##### EXERCISE DATA #####

PR #9531, opened 2023-02-23
[remix] Ignore `serverBuildPath` from Remix config

### LINKED ISSUE #9524: Error: File /vercel/path0/api/index.js does not exist
**Vercel deployment for remix is not working after the latest update.**

No build errors but throwing error while deployment - `Error: File /vercel/path0/api/index.js does not exist.`
Tried deploying a new branch or redeployed already built branch, failed with the above error. This happened after today's latest update.

image

TooTallNate:
We are explicitly overriding `serverBuildPath` so there is no need to use the value that `readConfig()` gives to us.

Fixes #9524.

### DIFF
--- a/packages/remix/src/build.ts
+++ b/packages/remix/src/build.ts
@@ -96,6 +96,7 @@ export const build: BuildV2 = async ({
   spawnOpts.env.NODE_ENV = 'production';
 
   let remixConfig = await chdirAndReadConfig(entrypointFsDirname);
+  console.log(remixConfig);
   const { serverEntryPoint } = remixConfig;
 
   // We need to patch the `remix.config.js` file to force some values necessary
@@ -168,6 +169,7 @@ module.exports = config;`;
       }
     }
     remixConfig = await chdirAndReadConfig(entrypointFsDirname);
+    console.log(remixConfig);
   } finally {
     // Clean up our patched `remix.config.js` to be polite
     if (remixConfigPath && renamedRemixConfigPath) {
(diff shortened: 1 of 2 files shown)


packages/remix/src/build.ts
```diff
@@ -167,17 +168,13 @@ module.exports = config;`;
         });
       }
     }
-    remixConfig = await chdirAndReadConfig(entrypointFsDirname);
```
TooTallNate, line 170: This second read `readConfig()` call was not actually doing anything, since `readConfig()` uses `await import()` and thus the module was cached and didn't pick up our patches.

packages/remix/test/fixtures/02-remix-basics-mjs/remix.config.mjs
```diff
@@ -3,6 +3,7 @@
  */
 export default {
   ignoredRouteFiles: ["**/.*"],
+  serverBuildTarget: "vercel",
```
cb1kenobi, line 6: Admittedly I'm a bit out-of-the-loop, but Remix docs say `serverBuildTarget` has been deprecated. Is this line just testing that `config.serverBuildTarget = undefined;` scrubs the config value?

TooTallNate: It is deprecated, but still exists in projects out in the wild. This PR is basically for backwards compat.

cb1kenobi (approved):

Ethan-Arrowood (approved):

styfle (approved):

#####

__ASSIGNMENT__: Lines holding the word "approved" should be copied from the entries above.

__TASK SOLUTION__:
cb1kenobi (approved):
Ethan-Arrowood (approved):
styfle (approved):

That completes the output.